Herijkende waarde: fundamentele verschuivingen
Op dit niveau gaan veranderingen dieper. Een informatieprofessional beschrijft een fundamentele verschuiving: door breder te kijken naar oorzaken van problemen en de eigenaar van het probleem mee te nemen, wordt het mogelijk om beter in te schatten “aan welke knoppen je moet draaien om het gewenste effect te bereiken.”
Een andere respondent beschrijft een paradigmaverschuiving: “Ik heb echt impact kunnen maken door de negativity bias te introduceren. We moeten af van vasthouden aan negatieve output. Als een medewerker de IHH niet op orde heeft betekent het niet direct dat er sprake is van weerstand.”
Voor sommigen betekent het Leerhuis een fundamentele carrièrewending: “Na het volgen van de verdieping Recordmanagement heb ik (op mijn 51e) de post-hbo Archivistiek-B gevolgd, waarna ik een goede baan in dit vakgebied heb gevonden.”
Waar blijft de impact uit?
Een deel van de respondenten rapporteert geen of beperkte impact. Een van de respondenten geeft aan dat trainingen zich richten op symptoombestrijding: “Het grootste probleem blijft de cultuur- en systeemverandering voor een IHH-by-Design werkwijze. De trainingen zijn niet holistisch genoeg, het blijft daardoor vaak symptoombestrijding zonder de ziekte op te lossen.”
De organisatorische realiteit vormt een barrière. Zoals een respondent zegt: “Iets veranderen in een hiërarchische organisatie is een hele uitdaging. ” Anderen wijzen op praktische blokkades: “Het lastige is dat het uiteindelijk altijd aan de financiële ruimte ligt.”
Ambities voor de toekomst
Het vaakst genoemd is cultuurverandering: meer samenwerken, minder klagen, mensen hun eigen verantwoordelijkheid laten nemen, en bewuster omgaan met informatie. Meerdere respondenten zien de toekomst in betere systeemintegratie: breder zaakgericht werken dat de informatie- en datakant verbindt, metadata-gestuurde dossierherkenning en archiveren by design.
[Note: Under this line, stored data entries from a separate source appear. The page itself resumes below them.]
PR #1008, opened 2025-12-02
nvidia-utils: 590.44.01-1

ptr1337:
Not tested yet

Also the replacement needs to be better done, we might need to allign with archlinux pushing into the stable repository.

We need to find a way to get a proper migration for cachyos users too. A lot of depends each other.

New libary:

libnvidia-tileiras.so --> No idea what it does


nvidia/lib32-nvidia-utils/PKGBUILD
```diff
@@ -5,16 +5,16 @@
 _pkgbasename=nvidia-utils
 pkgbase=lib32-$_pkgbasename
 pkgname=('lib32-nvidia-utils' 'lib32-opencl-nvidia')
-pkgver=580.105.08
-pkgrel=2
+pkgver=590.44.01
+pkgrel=0
```
ventureoo, line 9: I think it's a typo?
```suggestion
pkgrel=1
```

nvidia/nvidia-utils/PKGBUILD
```diff
@@ -331,8 +314,9 @@ package_nvidia-open-dkms() {
   pkgdesc="NVIDIA open kernel modules - module sources"
   depends+=('dkms')
   license=('MIT AND GPL-2.0-only')
-  conflicts=('nvidia-open' 'NVIDIA-MODULE')
-  provides=('nvidia-open' 'NVIDIA-MODULE')
+  conflicts=('nvidia-open' 'NVIDIA-MODULE' 'nvidia-dkms')
+  provides=('nvidia-open' 'NVIDIA-MODULE' 'nvidia-dkms')
+  replaces=('nvidia-dkms')
```
ventureoo, line 319: `conflicts` and `provides` are fine, but I'm not sure if should specify `replaces` here if we want to make sure that for Pascal/Maxwell users nvidia-580xx-dkms will replace nvidia-dkms.

nvidia/nvidia-utils/PKGBUILD
```diff
@@ -248,6 +228,9 @@ package_nvidia-utils() {
     # Present Helper
     install -Dm755 "libnvidia-present.so.${pkgver}" "${pkgdir}/usr/lib/libnvidia-present.so.${pkgver}"
 
+    # Present Helper
+    install -Dm755 "libnvidia-tileiras.so.${pkgver}" "${pkgdir}/usr/lib/libnvidia-tileiras.so.${pkgver}"
```
ventureoo, line 232: I'm not aware what exactly it is, but in ``sandboxutils-filelist.json`` it was placed under `cuda` category.

nvidia/lib32-nvidia-utils/PKGBUILD
ventureoo, line 91: ``libnvidia-tileiras.so`` also has 32-bit version, should be added here.

ventureoo (changes requested):

nvidia/lib32-nvidia-utils/PKGBUILD
ptr1337: intended for testing

nvidia/nvidia-utils/PKGBUILD
1Naim: Don't need to explicitly conflict and provide `nvidia-dkms` because that provides `NVIDIA-MODULE`. Are we going to have the 580 drivers in repo? If yes then we should first migrate closed users to that package. Regardless of that, IMO we should be rid of the `-open` suffix, since theres only one variant now.

ptr1337: I did not think much about this yet, so this needs rework anyways

nvidia/lib32-nvidia-utils/PKGBUILD
ptr1337: 90mb has the binary, lot of AI bloat :(

ventureoo: Then split it into another package?

ptr1337: No no, we can just put it there. I just do not see any usecase yet tho, but we can package it

ptr1337:
Added nvidia-580xx. This was inspired by nvidia-550xx and followed the same scheme.

nvidia/nvidia-utils/PKGBUILD
ptr1337: > Don't need to explicitly conflict and provide `nvidia-dkms` because that provides `NVIDIA-MODULE`. Are we going to have the 580 drivers in repo? If yes then we should first migrate closed users to that package. Regardless of that, IMO we should be rid of the `-open` suffix, since theres only one variant now.

So, the nvidia-closed module is still provided by NVIDIA but the testing is bare minimum. This driver could be only used to disable GSP Firmware.

pallaswept:
> libnvidia-tileiras.so --> No idea what it does

Just guessing by the name, I presume that this is a lib for supporting their new CUDA Tile API:

https://developer.nvidia.com/blog/focus-on-your-algorithm-nvidia-cuda-tile-handles-the-hardware

Hope that helps.

PR #1018, opened 2025-12-05
nvidia-580xx: Introduce package

ventureoo:
Split out from https://github.com/CachyOS/CachyOS-PKGBUILDS/pull/1008, `replaces` is specified to perform the migration for Pascal/Maxwell/Volta users.


ventureoo:
> Seems good to me with replacing all the kernels 👍
> 
> I think you forgot the default kernel "linux-cachyos" and "linux-cachyos-lto" in the replacement

Oops, yes, forgot to correct search pattern. Fixed.

ptr1337:
> LGTM. Are we going to keep the nvidia-open scheme for 590? Since that's the only variant left it doesn't really make sense to keep it and I don't think the migration would be too bad.

I think this could make the transition really really heavy, if we rename the 590 nvidia-open to nvidia.

ventureoo:
> LGTM. Are we going to keep the nvidia-open scheme for 590? Since that's the only variant left it doesn't really make sense to keep it and I don't think the migration would be too bad.

At the time of migration, I don’t think so. After a while - maybe.

I also want to note that I have made `lib32-nvidia-580xx-utils` a hard dependency for `nvidia-580xx-utils` right now. This may lead to issues on systems without multilib, but I don’t see any other way to automatically replace `lib32-nvidia-utils`.

PR #1034, opened 2025-12-18
Handheld: Replace SDDM with Plasma Login Manager

Revival8697:
See https://github.com/CachyOS/CachyOS-Handheld/pull/88.


1Naim (approved):

Revival8697:
You are supposed to review https://github.com/CachyOS/CachyOS-Handheld/pull/88 first though.

Someone should test this on a device other than the Steam Deck and see if:
- Session switching works, Plasma is killed after switching to Gamescope and vice versa.
- Autologin is not exposed in settings.

PR #1035, opened 2025-12-18
cachyos-calamares: Build package from unified branch

ventureoo:
Depends on: https://github.com/CachyOS/cachyos-calamares/pull/128


ptr1337:
Adding the replaces is not good, since we dont really want to replace anything, otherwise this would break the "older" ISO, which we generally keep for one more month after release.

This is anyways only handled by our scripts with installing anyways, so i think we can remove this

Opvallend is de realiteitszin: “Ik droom van een eerste stapje. Het ‘grote stappen, snel thuis is hier niet van toepassing.” En: “De verbetering kent levenslange actiepunten.”
Conclusie
Deze evaluatie laat zien dat het Leerhuis waarde creëert op alle niveaus. Tegelijkertijd wordt duidelijk dat de transitie van individueel leren naar organisatorische impact geen vanzelfsprekendheid is. Hiërarchische culturen, beperkte financiële middelen en gebrek aan managementsteun vormen significante barrières.
De opmerking dat trainingen “niet holistisch genoeg” zijn, verdient serieuze overweging. De ambities voor de toekomst – vooral op het gebied van cultuurverandering en systeemintegratie – wijzen erop dat het leeraanbod verrijkt kan worden met meer systemische en verandermanagementgerichte trainingen. De kracht van netwerken en peer learning kan sterker benut worden door meer in te zetten op intervisie of communities of practice. Het onderzoek illustreert dat waardecreatie tijd kost, wat pleit voor geduld en een langetermijnperspectief.
Het Leerhuis speelt een belangrijke rol in de professionalisering van het vakgebied. De uitdaging voor de komende jaren is om deze waardecreatie te versterken en te verbreden, met bijzondere aandacht voor de transitie van individueel leren naar organisatorische verandering.